In recent years, immune checkpoint proteins in the tumor microenvironment have been under intense study. If you work in the immuno-oncology field, chances are you are either performing multiplex immunohistochemistry (mIHC) or would like to. Ultimately, a multiplexed image like the one featured here provides a multi-layered depiction of a tumor, such that each antibody corresponds to a different fluorescent signal.
If you want to detect more targets in your IHC but aren’t sure how to design a panel of antibodies and fluorophores for mIHC, we’ll walk you through the process in this post, paying special attention to antibody order as it relates to epitope masking.

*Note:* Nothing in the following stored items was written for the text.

PR #1724, opened 2024-12-10
thread: Apply alternate signal stack to created threads.

squidbus:
With guest stacks in place, if the guest asks for a very small stack size we may overflow the stack in our signal handling. Notably this can happen to more threads on macOS, since we use signal handlers more heavily for patching a few instructions not supported by Rosetta 2.

To solve this, apply an alternate signal stack to each thread created. When signal handlers execute they will switch to this alternate stack instead of executing on the thread stack.

Fixes crashes launching CUSA04551 (NieR:Automata) on macOS, probably helps Linux and some other games as well.

### DIFF
--- a/src/core/thread.cpp
+++ b/src/core/thread.cpp
@@ -1,15 +1,15 @@
 // SPDX-FileCopyrightText: Copyright 2024 shadPS4 Emulator Project
 // SPDX-License-Identifier: GPL-2.0-or-later
 
-#include "libraries/kernel/threads/pthread.h"
-#include "thread.h"
-
+#include "common/alignment.h"
 #include "core/libraries/kernel/threads/pthread.h"
+#include "thread.h"
 
 #ifdef _WIN64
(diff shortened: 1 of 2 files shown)


C0rn3j:
```c++
/build/shadps4-git/src/shadps4/src/core/thread.cpp: 
In member function ‘void Core::NativeThread::Initialize()’:

/build/shadps4-git/src/shadps4/src/core/thread.cpp:147:5: 
error: designator order for field ‘stack_t::ss_flags’ does not match declaration order in ‘const stack_t’
```

Fails to build on Arch Linux...

I do have an extra patch with 1683 changes in there but those have nothing to do with threads it seems...

EDIT: so 1683 got merged as I was trying this, will retry master without patches just in case, but still doubt it was the issue.

EDIT2: Still an issue.

EDIT3: I think I fixed it? Will send a PR if the build passes...

PR #1726, opened 2024-12-10
cache: Invalidate pages for file reads.

squidbus:
* Updates the cache invalidation logic to accept an arbitrary region of memory and handle figuring out the pages to invalidate locally.
* Adds logic to file reads to invalidate the target memory before reading, as otherwise the read calls will fail instead of triggering the usual invalidation logic. This causes infinite loops on games like NieR:Automata.

### DIFF
--- a/src/core/libraries/kernel/file_system.cpp
+++ b/src/core/libraries/kernel/file_system.cpp
@@ -1,21 +1,21 @@
 // SPDX-FileCopyrightText: Copyright 2024 shadPS4 Emulator Project
 // SPDX-License-Identifier: GPL-2.0-or-later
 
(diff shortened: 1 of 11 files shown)


smiRaphi:
This also let's persona 3 dancing load into gameplay :D

Emulator-Team-2:
The Legend of Korra goes Ingame now with this PR.

StevenMiller123:
Fixes the inconsistent memory crashes and loading crashes in Kingdom Hearts 0.2 Final Chapter Prologue. 
image

squidbus:
Regressions seem to be resolved.

PR #1729, opened 2024-12-10
Fix compiling due to typedefs varying across platforms

C0rn3j:
Fix the var ordering.

https://github.com/shadps4-emu/shadPS4/pull/1724 breaks it and CI does not catch it, as it is using clang ~~a compiler old enough to be complacent~~.

Note that I do not usually do C++ so the fix may be wrong, even though it works for me.

```c++
typedef struct
  {
    void *ss_sp;
    int ss_flags;
    size_t ss_size;
  } stack_t;
```
Fixes `error: designator order for field ‘stack_t::ss_flags’ does not match declaration order in ‘const stack_t’`

*Do squash the extra commit when merging please*

### DIFF
--- a/src/core/thread.cpp
+++ b/src/core/thread.cpp
@@ -141,8 +141,8 @@ void NativeThread::Initialize() {
                "Failed to allocate signal stack: {}", errno);
 
     const stack_t sig_stack = {
-        .ss_flags = 0,
         .ss_sp = sig_stack_ptr,
+        .ss_flags = 0,
         .ss_size = sig_stack_size,
     };
     ASSERT_MSG(sigaltstack(&sig_stack, nullptr) == 0, "Failed to set signal stack: {}", errno);
--- a/src/core/thread.cpp
+++ b/src/core/thread.cpp
@@ -141,9 +141,9 @@ void NativeThread::Initialize() {
                "Failed to allocate signal stack: {}", errno);
 
     const stack_t sig_stack = {
+        .ss_flags = 0,
         .ss_sp = sig_stack_ptr,
         .ss_size = sig_stack_size,
-        .ss_flags = 0,
     };
     ASSERT_MSG(sigaltstack(&sig_stack, nullptr) == 0, "Failed to set signal stack: {}", errno);
 #endif
--- a/src/core/thread.cpp
+++ b/src/core/thread.cpp
@@ -115,7 +115,7 @@ void NativeThread::Exit() {
 #else
     // Disable and free the signal stack.
     constexpr stack_t sig_stack = {
-        ss_flags: SS_DISABLE,
+        .ss_flags = SS_DISABLE,
     };
     sigaltstack(&sig_stack, nullptr);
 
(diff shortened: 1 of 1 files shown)


squidbus:
Two things:
* AFAIK this is a GCC thing, not a "modern C++ compiler" thing.
* The order of fields used currently is how they appear on my system, not how you have set them.

C0rn3j:
> The order of fields used currently is how they appear on my system, not how you have set them.

The typedef is taken from `signal.h` which includes `stack_t.h`:
image


EDIT: Even the docs have a mistmatching order with my system 2.40 glibc????

https://www.gnu.org/software/libc/manual/html_node/Signal-Stack.html

squidbus:
stack_t

C0rn3j:
That's fun... does this simple declaration need to have a platform dependent ifdef then, or is there a more reasonable way to solve this?

> AFAIK this is a GCC thing, not a "modern C++ compiler" thing.

I was under the impression that this here runs the same thing as my system - I suppose gcc - just an old version of it?

https://github.com/shadps4-emu/shadPS4/blob/e5e1aba24172b4cf41e1c4ea56adf0b0984b815b/.github/workflows/build.yml#L373-L374

raphaelthegreat:
Would probably change it to not use designated initializers to avoid platform ifdef

squidbus:
> I was under the impression that this here runs the same thing as my system - I suppose gcc - just an old version of it?

https://github.com/shadps4-emu/shadPS4/blob/main/.github/workflows/build.yml#L370-L371

We configure the build to use clang here.

C0rn3j:
image

I am beyond confused as to how my system version mismatches the upstream git version last touched in 2016 AND documentation also agrees with this git version and not what's installed on my system...

Even the commit that [Arch supposedly installs](https://gitlab.archlinux.org/archlinux/packaging/packages/glibc/-/blob/main/PKGBUILD?ref_type=heads#L12) has flags last.

https://sourceware.org/git/?p=glibc.git;a=blob;f=bits/types/stack_t.h;h=21610f1d3d6ad004f10642fc5d8556688d961426;hb=aa533d58ff12e27771d9c960a727d74992a3f2a3

Looks like I will be taking this to my distribution first.

EDIT: Nope, glibc bs.

https://sourceware.org/git/?p=glibc.git;a=blob;f=sysdeps/unix/sysv/linux/bits/types/stack_t.h;h=497e42b0ff6d19cdd287478d12ac4916d7889d89;hb=0bcec5321f7d31c31e4fd601d4e0922862d87b14

https://sourceware.org/git/?p=glibc.git;a=blob;f=bits/types/stack_t.h;h=3cf0a4019a044f9235477606c45eb2642d0307a7;hb=0bcec5321f7d31c31e4fd601d4e0922862d87b14

EDIT2: And this VARIES between different Linux platforms on top of that - https://sourceware.org/git/?p=glibc.git;a=commitdiff;h=0bcec5321f7d31c31e4fd601d4e0922862d87b14#patch2  
`bits/types/stack_t.h has three variants different in the order of the structure elements (generic = MIPS Linux, and other Linux)` Well that was a waste of time, time to figure out how to do it without designated initializers, no clue why you'd have the names if you'd then ignore them and use the order anyway, but now I am just ranting about C++ :)

C0rn3j:
That works, builds, passes CI and it's not a designated initializer, but not tagged constant either anymore.

Is this fine as is?

squidbus:
This looks fine to me yes.

Issue #1721, opened 2024-12-09
Deleting a game does not immediately remove it from the list


C0rn3j:
Arch Linux, Plasma, Wayland, Nvidia, built from AUR/shadps4-git on https://github.com/shadps4-emu/shadPS4/commit/0b59ebb22fd64bd4c60d2fe409966900b617428e.

Random log unrelated to this issue, with more system info: [shad_log.txt](https://github.com/user-attachments/files/18051640/shad_log.txt)

---

If I try to remove patched `Peggle 2 1.00 -> 1.01 (CUSA00743)`, (or presumably any other game), it seems to get removed, but the game list does not refresh.

Nothing is logged in STDOUT/STDERR.

Repeatedly removing seems to still do nothing (shouldn't it at least throw an error about a missing directory now?).

Restarting the emulator loads the game list without the deleted game fine.

Hermiten:
Fixed #1730

PR #1730, opened 2024-12-10
Remove game from list after deletion

DanielSvoboda:
Remove the game from the list after deleting it using the 'Delete Game' button, as mentioned in issues https://github.com/shadps4-emu/shadPS4/issues/1721


ghost:
Small Issue: Game Entry is removed when delete update only. Game ist still installed but the list must be reloaded manually.

Issue #1669, opened 2024-12-05
Save option settings on close


DanielSvoboda:
In the two codes below, you can see that when you close the emulator, the settings are saved.
This means that even when you press Cancel in the settings menu, the settings will be saved.

I had tried to adjust this in the AutoUpdater PR, but I removed this attempt because it had nothing to do with that PR.
If I'm not mistaken this happens to save the screen position when closing...

https://github.com/shadps4-emu/shadPS4/blob/main/src/emulator.cpp#L100
```cpp
Emulator::~Emulator() {
    const auto config_dir = Common::FS::GetUserPath(Common::FS::PathType::UserDir);
    Config::save(config_dir / "config.toml");
}
```
----

https://github.com/shadps4-emu/shadPS4/blob/main/src/qt_gui/main_window.cpp#L38
```cpp
MainWindow::~MainWindow() {
    SaveWindowState();
    const auto config_dir = Common::FS::GetUserPath(Common::FS::PathType::UserDir);
    Config::save(config_dir / "config.toml");
}
```
----

https://github.com/user-attachments/assets/c58aa35b-9650-4828-8e25-0383dd3d84b1

rainmakerv3:
I looked into this , and it seems there is also a related issue is actually not just caused by the Emulator or Mainwindow destructors mentioned above, but also because the function loading the values for widgets in settings_dialog.cpp uses the values currently in memory rather the values written to the config file.

Even after removing the function call to config::save in each destructor (there should probably be another function saving just window dimensions and such), the issue will still happen if you close and reopen the settings dialog after changing a setting

https://github.com/user-attachments/assets/8eb6fcc3-a67e-4ef6-aa22-cea5a59f3f19

I don't know if there is a better solution for this, but for example changing this in https://github.com/shadps4-emu/shadPS4/blob/main/src/qt_gui/settings_dialog.cpp#L323:

    ui->consoleLanguageComboBox->setCurrentIndex(
        std::distance(
            languageIndexes.begin(),
            std::find(languageIndexes.begin(), languageIndexes.end(), Config::GetLanguage())) %
        languageIndexes.size());

to this:

 ui->consoleLanguageComboBox->setCurrentIndex(
        std::distance(
            languageIndexes.begin(),
            std::find(languageIndexes.begin(), languageIndexes.end(), toml::find_or<int>(data, "Settings", "consoleLanguage", 6))) %
        languageIndexes.size());

(plus the toml parsing code)

[...]

PR #1747, opened 2024-12-12
Resubmit - Prevent settings from being saved when close button is pressed instead of save 

rainmakerv3:
Resubmitting PR#1679 because I accidentally deleted that branch instead of the one that was merged lol.

------------

Proposed fix for https://github.com/shadps4-emu/shadPS4/issues/1669, more detail on the issue can be seen on that page

There are actually two issues which cause settings to be saved when the close button is pressed:

MainWindow and Emulator destructor functions both call the Config::Save function, which saves every single config variable, including those changed in the config settings dialog box. To resolve this, I created another save function for just those two destructors, which save only the variables related to the main window itself, such as main window dimensions, recent files, and grid/list view settings.

Config variables are connected to each change in the config windows QT widgets, and the UI loads in these variables instead of the values saved to the config file. I rewrote this such that the config variables change value only upon saving, and that UI values are loaded from the config file

Not included in this PR is fixing how the translations are re-applied when changing emulator language.

### DIFF
--- a/src/common/config.h
+++ b/src/common/config.h
@@ -13,6 +13,7 @@ enum HideCursorState : s16 { Never, Idle, Always };
 
 void load(const std::filesystem::path& path);
 void save(const std::filesystem::path& path);
+void saveMainWindow(const std::filesystem::path& path);
 
 bool isNeoMode();
 bool isFullscreenMode();
@@ -67,6 +68,7 @@ void setNeoMode(bool enable);
 void setUserName(const std::string& type);
 void setUpdateChannel(const std::string& type);
 void setSeparateUpdateEnabled(bool use);
+void setGameInstallDirs(const std::vector<std::filesystem::path>& settings_install_dirs_config);
 
 void setCursorState(s16 cursorState);
 void setCursorHideTimeout(int newcursorHideTimeout);
--- a/src/common/config.h
+++ b/src/common/config.h
@@ -68,7 +68,7 @@ void setNeoMode(bool enable);
 void setUserName(const std::string& type);
 void setUpdateChannel(const std::string& type);
 void setSeparateUpdateEnabled(bool use);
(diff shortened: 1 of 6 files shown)


src/common/config.h
```diff
@@ -67,6 +68,7 @@ void setNeoMode(bool enable);
 void setUserName(const std::string& type);
 void setUpdateChannel(const std::string& type);
 void setSeparateUpdateEnabled(bool use);
+void setGameInstallDirs(const std::vector<std::filesystem::path>& settings_install_dirs_config);
```
raphaelthegreat, line 71:
```suggestion
void setGameInstallDirs(std::span<const std::filesystem::path> settings_install_dirs_config);
```

raphaelthegreat (approved):
Only minor nit but LGTM

src/common/config.h
rainmakerv3: The variable used in this function 

void setGameInstallDirs(std::span<const std::filesystem::path> settings_install_dirs_config) {
    settings_install_dirs = settings_install_dirs_config;
}

can be passed to the addGameInstallDir function, which is written for vector (as well as a similar function for removing install folders)

config.cpp: L354:
bool addGameInstallDir(const std::filesystem::path& dir) {
    if (std::find(settings_install_dirs.begin(), settings_install_dirs.end(), dir) ==
        settings_install_dirs.end()) {
        settings_install_dirs.push_back(dir);
        return true;
    }
    return false;
} 

My understanding is that the vector would have to be stored so that we can freely add and move directories, so at some point the span would have to be converted to vector to use these functions. If this understanding is correct, perhaps we can just leave the function as vector?

raphaelthegreat: Looking at the function again I think indeed this should be made back into a vector as it copies the entries into the config

rainmakerv3: ok will revert then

Visualizing tumors with mIHC gives you the ability to characterize the immune infiltrate and test hypotheses in novel ways. For example, are T cells localized primarily to the tumor periphery, along the invasive margin or within the tumor itself? Are those that are present expressing markers of exhaustion? How close in proximity are PD-1+/CD8+ T cells to PD-L1+ macrophages? Are the CD8+ T cells in the tumor activated?
Questions like these are becoming critical to the understanding of response rates to PD-1 blockade and the movement past PD-L1 as the main biomarker.
When designing an mIHC panel, there are many factors to consider. A tyramide-based multiplex approach may be the simplest way to achieve strong signal in FFPE tissue. If you have the tissue, IHC-validated antibodies, and tyramide-fluorophore conjugates at hand, you’ll be able to set up a protocol. One of the biggest factors to consider is how much of each antibody you will need, as less antibody is often required when detecting with tyramide compared to a chromogen such as DAB (3,3′-Diaminobenzidine).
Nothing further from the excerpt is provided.